Atomstroyexport
- Type: Joint Stock Company
- Industry: Nuclear technology
- Founded: 1973; 53 years ago
- Headquarters: Moscow, Russia
- Key people: Alexander Lokshin
- Products: Nuclear reactors
- Services: Construction of nuclear power and research projects
- Revenue: $1.82 billion (2017)
- Net income: −$18.3 million (2017)
- Total assets: $4.36 billion (2017)
- Total equity: $673 million (2017)
- Parent: Rosatom
- Website: http://ase-ec.ru

= Atomstroyexport =

Russian nuclear power equipment and service exporter

Atomstroyexport (ASE) JSC (Атомстройэкспорт) is the Russian Federation's nuclear power equipment and service exporter. It is a fully owned subsidiary of Rosatom.

== Organization ==
Atomstroyexport, along with Atomenergoprom, is part of Rosatom's Engineering Division, which is the corporation's main nuclear power plant (NPP) construction and export business. ASE's flagship product is the VVER reactor. Rosatom's NPP operating company is Rosenergoatom. In addition, ASE is closely associated with Atomenergomash, Rosatom's manufacturer of NPP equipment.

Alexander Lokshin, former CEO of Rosenergoatom, now the First Deputy CEO for Operations Management at Rosatom, is associated with ASE Group of Companies.

==History==
The first research reactor was built and launched in China, at the "Institute of Nuclear Physics," in 1958. After two years in the city of Lanzhou to her it was erected a "Physical Institute". In it was an accelerator of the brand "U-150", specially built at the Izhorskiye Zavody for the Chinese (150 - is the diameter of the magnet poles in cm), the cyclotron, the deuteron has the energy of 18 MeV. The following year, the organization in the city of Řež (Czechoslovakia, now Czech Republic) is building "VVR-S", a research reactor (4 MW).

===Recent period===
The Russian nuclear vendor is building the first reactor power unit in Iranian Bushehr nuclear power plant located 400 km southwest of Tehran under a US$1 billion contract signed in 1995. In 2007, Atomstroyexport signed a memorandum of understanding with Ciner Insaat Ticaret ve Sanayi to promote its VVER-design pressurized water reactors in Turkey. In Bangladesh, proposals have been prepared to resurrect the potential Rooppur nuclear power plant. In the UK, Atomstroyexport would consider partnering with a Western manufacturer for a new UK builder. In Morocco, Atomstroyexport is considering participation in construction of a nuclear power plant at Sidi Boulbra.
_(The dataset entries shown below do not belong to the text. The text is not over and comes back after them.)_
PR #1091, opened 2024-12-05
fix: gridtable smooth scroll default; expose options;

apattersonATX-HB:
Title

Found we needed an update in https://github.com/homebound-team/internal-frontend/pull/6048

### DIFF
--- a/src/components/Table/GridTableApi.ts
+++ b/src/components/Table/GridTableApi.ts
@@ -1,8 +1,16 @@
 import { comparer } from "mobx";
 import { computedFn } from "mobx-utils";
 import { MutableRefObject, useMemo } from "react";
-import { FlatIndexLocationWithAlign, VirtuosoHandle } from "react-virtuoso";
-import { applyRowFn, createRowLookup, GridRowLookup, isGridCellContent, isJSX, MaybeFn } from "src/components/index";
+import { VirtuosoHandle } from "react-virtuoso";
+import {
+  applyRowFn,
+  createRowLookup,
+  GridRowLookup,
+  GridTableScrollOptions,
+  isGridCellContent,
+  isJSX,
+  MaybeFn,
+} from "src/components/index";
 import { GridDataRow } from "src/components/Table/components/Row";
 import { DiscriminateUnion, Kinded } from "src/components/Table/types";
 import { TableState } from "src/components/Table/utils/TableState";
@@ -29,7 +37,7 @@ export function useGridTableApi<R extends Kinded>(): GridTableApi<R> {
 /** Provides an imperative API for an application page to interact with the table. */
 export type GridTableApi<R extends Kinded> = {
   /** Scrolls row `index` into view; Defaults "smooth" behavior; only supported with `as=virtual` and after a `useEffect`. */
-  scrollToIndex(index: number | FlatIndexLocationWithAlign): void;
+  scrollToIndex(index: GridTableScrollOptions): void;
 
   /** Returns the currently-visible rows. */
   getVisibleRows(): GridDataRow<R>[];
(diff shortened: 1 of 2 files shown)


src/components/Table/GridTableApi.ts
```diff
@@ -28,8 +28,8 @@ export function useGridTableApi<R extends Kinded>(): GridTableApi<R> {
 
 /** Provides an imperative API for an application page to interact with the table. */
 export type GridTableApi<R extends Kinded> = {
-  /** Scrolls row `index` into view; only supported with `as=virtual` and after a `useEffect`. */
-  scrollToIndex(index: number): void;
+  /** Scrolls row `index` into view; Defaults "smooth" behavior; only supported with `as=virtual` and after a `useEffect`. */
+  scrollToIndex(index: number | FlatIndexLocationWithAlign): void;
```
apattersonATX-HB, line 32: Exposed all the options virtuoso offers since they seemed pretty standard.

stephenh: Historically we've avoided exposing 3rd party types to callers, b/c it leads to them getting coupled to ideally-internal dependencies that make it harder to change/swap out over the long-term.

Also, ideally Beam is making opinionated / "just works" defaults that pages that "want to scroll" get w/o having to tweak/ask for different behavior.

Is there something specific in `FlatIndex...` that pages need / "should be allowed" to override/pass? Fwiw kinda hoping not yet, but maybe?

If so, I'd like to pull those out into a Beam-specific type.

apattersonATX-HB: Ah thats what looked off about it. Updated to use a custom type.

Specifically the only two that I think make sense are `behavior` and `position`.

src/components/Table/types.ts
```diff
@@ -12,6 +12,18 @@ export type Direction = "ASC" | "DESC";
 export type MaybeFn<T> = T | (() => T);
 export type GridCellAlignment = "left" | "right" | "center";
 
+export type GridTableScrollOptions =
+  | number
+  | {
+      /** The index of the row to scroll to */
+      index: number;
+      behavior?: "auto" | "smooth";
```
stephenh, line 20: Just as a lazy/ocd ask, when would a page not want smooth? Kinda wonder if we should document that as a recommendation in the source, i.e.:

```
/** Defaults to `"smooth'`, but can be overridden to `"auto"` for ...tldr of the use case... */
```

...this is admittedly too obsessive, but sometimes if there are very obvious use-cases for each, instead of `behavior: auto | smooth`, an API like `behavior: use-case-1 | use-case-2` can be interesting, to make the API "more declarative" and hide even more impl details from pages.

stephenh (approved):

src/components/Table/types.ts
apattersonATX-HB: Not toooooo obsessive 😆 

We'd want to consider using `"auto"` when we have a very large table and the scrolling animation becomes excessive. To some users it can be disorienting. I'll admit i've only seen that use case specifically in the mobile world but if we're running a gridtable as cards on a tablet it may come up.

For placement `center | end` I think of grid table as cards again. I can see product requesting it whatever we're scrolling to be centered 🤔 

Good callout to add that use case into the docs for sure 👍🏽

stephenh: > "very large tables should be auto"

That makes sense.

Fwiw that could potentially be a Beam-driven decision as well, at some point, i.e. "if you have more than 1k rows => scrolling is auto, otherwise scrolling is smooth", and the GridTable could "just do that", and remove this opt, instead of asking each page to decide "when should I use smooth vs. auto?".

Little bit of a soapbox, but I think "what is Beam" can get pulled into/distracted by "are the atomic UI components off-the-shelf MUI or react-aria or fully custom" or what not, but imo the core mission/value-add of Beam isn't "how the low-level components look / are they custom / are they off-the-shelf", but it's these "opinionated default", "as minimal as possible" APIs that simplify & codify behavior for application pages.

(I.e. like this "big tables get auto scrolling, small tables get smooth scrolling" straw man--to make our application pages as "dumb" / "declarative" / "low code" as possible.

Granted, this approach assumes that UX is also bought into the "each application page makes as few layout/UX decisions as possible" approach, to which the answer has historically been "kinda". :-)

In late October 2006, the offer of Atomstroyexport for construction of the Belene Nuclear Power Plant in Bulgaria, using third-generation VVER-1000/V-446B reactors, was approved. The first unit would be in operation by 2013 and the second a year later.
On 28 March 2012 the Bulgarian government announced the withdrawal from the Belene project due to a negative report regarding the viability of the future power plant and the lack of another major European or American investor.

Between 1999 and 2007, Atomstroyexport constructed the Tianwan Nuclear Power Plant in China, which consists of two VVER reactors with 1,060 MW each, and has signed an agreement for construction of units 3 and 4. Unit 5 to 8 are firmly planned.
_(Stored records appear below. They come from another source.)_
PR #1092, opened 2024-12-06
feat: palette fill as a presentation prop; getInputStylePalette fn prop;

apattersonATX-HB:
[SC-61998](https://app.shortcut.com/homebound-team/story/61998/houston-pilot-feedback-update-beam-to-support-coloring-dropdowns) | [Figma](https://www.figma.com/design/xQ3iNLHJCFEJeOi7boONY4/Q1-Q4-2024-%7C-Dynamic-Schedules?node-id=11535-84519&node-type=frame&t=wrjRlakQknbMmW1j-0)

https://github.com/user-attachments/assets/61fdf544-1949-475c-b01d-f805504a7f61

Initially the goal was to only have select fields show color but since the underlying `<TextFieldBase` that actually controls colors takes props from presentationFieldProps it was pretty easy to hook up the components starting from there. So technically our `<MultiselectField also supports `getInputStylePalette` & `inputStylePalette` and our `<TextFields` support `inputStylePalette` as well practically for free.

### DIFF
--- a/src/components/PresentationContext.tsx
+++ b/src/components/PresentationContext.tsx
@@ -2,6 +2,8 @@ import { createContext, PropsWithChildren, useContext, useMemo } from "react";
 import { GridStyle } from "src/components/Table";
 import { Typography } from "src/Css";
 
+export type InputStylePalette = "success" | "warning" | "caution" | "info";
+
 export interface PresentationFieldProps {
   numberAlignment?: "left" | "right";
   /** Sets the label position or visibility. Defaults to "above" */
@@ -23,10 +25,12 @@ export interface PresentationFieldProps {
   errorInTooltip?: true;
   /** Allow the fields to grow to the width of its container. By default, fields will extend up to 550px */
   fullWidth?: boolean;
+  /** Changes bg and hoverBg; Takes priority over `contrast`; Useful when showing many fields w/in a table that require user attention; In no way should be used as a replacement for error/focus state */
+  inputStylePalette?: InputStylePalette;
 }
 
 export type PresentationContextProps = {
-  fieldProps?: PresentationFieldProps;
+  fieldProps?: Omit<PresentationFieldProps, "inputStylePalette">;
   gridTableStyle?: GridStyle;
   // Defines whether content should be allowed to wrap or not. `undefined` is treated as true.
   wrap?: boolean;
--- a/src/components/PresentationContext.tsx
+++ b/src/components/PresentationContext.tsx
@@ -30,6 +30,7 @@ export interface PresentationFieldProps {
 }
 
 export type PresentationContextProps = {
+  /** `inputStylePalette` omitted because it is too dependent on the individual field use case to be controlled at this level  */
   fieldProps?: Omit<PresentationFieldProps, "inputStylePalette">;
   gridTableStyle?: GridStyle;
   // Defines whether content should be allowed to wrap or not. `undefined` is treated as true.
--- a/src/inputs/SelectField.stories.tsx
+++ b/src/inputs/SelectField.stories.tsx
@@ -411,7 +411,7 @@ function TestSelectField<T extends object, V extends Value>(
   const [inputStylePalette, setInputStylePalette] = useState<InputStylePalette | undefined>();
 
   // @ts-ignore: Hacking around type props within the testSelectField instead of the SB Template
-  const shouldUseStylePalette: boolean = !!props.options?.some((o) => o.name.includes("style palette when selected"));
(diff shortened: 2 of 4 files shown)


src/components/PresentationContext.tsx
```diff
@@ -2,6 +2,8 @@ import { createContext, PropsWithChildren, useContext, useMemo } from "react";
 import { GridStyle } from "src/components/Table";
 import { Typography } from "src/Css";
 
+export type InputStylePalette = "success" | "warning" | "caution" | "info";
```
apattersonATX-HB, line 5: Mirrors our `coloredChips` and does leave room for more bespoke customization in the future if the need arises

src/components/PresentationContext.tsx
```diff
@@ -23,10 +25,12 @@ export interface PresentationFieldProps {
   errorInTooltip?: true;
   /** Allow the fields to grow to the width of its container. By default, fields will extend up to 550px */
   fullWidth?: boolean;
+  /** Changes bg and hoverBg; Takes priority over `contrast`; Useful when showing many fields w/in a table that require user attention; In no way should be used as a replacement for error/focus state */
+  inputStylePalette?: InputStylePalette;
 }
 
 export type PresentationContextProps = {
-  fieldProps?: PresentationFieldProps;
+  fieldProps?: Omit<PresentationFieldProps, "inputStylePalette">;
```
apattersonATX-HB, line 33: Not something we want set at a context level

src/inputs/SelectField.stories.tsx
```diff
@@ -223,6 +232,39 @@ export const Contrast = Template.bind({});
...
+  return undefined;
+}
+
+const standardColoredSelectArgs = {
+  options: coloredOptions,
+  // @ts-ignore
+  getInputStylePalette,
+};
+
+export const Colored = Template.bind({});
```
apattersonATX-HB, line 250: Copy pasta

src/components/PresentationContext.tsx
```diff
@@ -23,10 +25,12 @@ export interface PresentationFieldProps {
   errorInTooltip?: true;
   /** Allow the fields to grow to the width of its container. By default, fields will extend up to 550px */
   fullWidth?: boolean;
+  /** Changes bg and hoverBg; Takes priority over `contrast`; Useful when showing many fields w/in a table that require user attention; In no way should be used as a replacement for error/focus state */
+  inputStylePalette?: InputStylePalette;
```
apattersonATX-HB, line 29: I like this since there's been a lot of discussion around how we can show to users what changes they've made at a glance, mostly in dynamic schedules. With this we can pass something in based on a form state for example if asked

apattersonATX-HB:
🕯️🕯️🕯️ Summoning @bdow to poke holes 🕯️🕯️🕯️

src/components/PresentationContext.tsx
stephenh: Makes sense, that it's not a context-level thing, but then wonder if we can find a better spot for declaring it, then `PresentationFieldProps`?

Hm, I guess `PresentationFieldProps` does seem to be "common across text fields and select fields", and it isn't used by other things that aren't getting supported in this PR... :thinking: so sgtm...

Could make your PR comment an in-source comment :shrug:

apattersonATX-HB: > "common across text fields and select fields",
Yup! Thats why its here. Comment updated

src/inputs/internal/ComboBoxBase.tsx
```diff
@@ -20,6 +20,8 @@ export interface ComboBoxBaseProps<O, V extends Value> extends BeamFocusableProp
   getOptionMenuLabel?: (opt: O, isUnsetOpt?: boolean, isAddNewOption?: boolean) => string | ReactNode;
   getOptionValue: (opt: O) => V;
   getOptionLabel: (opt: O) => string;
+  /** Sets an input style based on the option(s) selected if `inputStylePalette` is not set */
+  getInputStylePalette?: (values: V[] | undefined) => InputStylePalette | undefined;
```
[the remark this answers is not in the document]
apattersonATX-HB: Exactly. I thought `getInputStylePalette` lined up with our other label getters and would cut down on extra code the caller needs to write to support something like `[Good, Better]` or `value passes some regExp combination` but its _basically_ the same in practice so i'll remove it in favor of just relying on updating `inputStylePalette` values

stephenh (approved):
Cool! Lgtm with the `getInputStylePalette` => dumber `inputStylePalette` change.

On 19 February 2008, Atomstroyexport signed a cooperation agreement with Technopromexport, a Russian exporter of other large-scale power generation types, on the construction and management of power projects in Russia and abroad.

On 14 December 2009, Atomstroyexport bought Nukem Technologies for 23.5 million Euros, adding nuclear power plant decommissioning, waste management and engineering services to its portfolio.

Atomstroyexport has supplied the technology, the equipment, the components and the individual systems towards building six VVER-1000 reactors for the Kudankulam Nuclear Power Plant in India built in collaboration with Nuclear Power Corporation of India Limited (NPCIL), with an installed capacity of 6,000 MW of electricity.